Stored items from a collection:
Start of Block

PR #175, opened 2020-12-07
automatic rebalance

gallizoltan:
- rebalances liquidity between channels through circular payments
- automatically selects appropriate channels and executes rebalance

End of Block

Show each line in the data where the string "channels" appears.

**Solution below:**
- rebalances liquidity between channels through circular payments
- automatically selects appropriate channels and executes rebalance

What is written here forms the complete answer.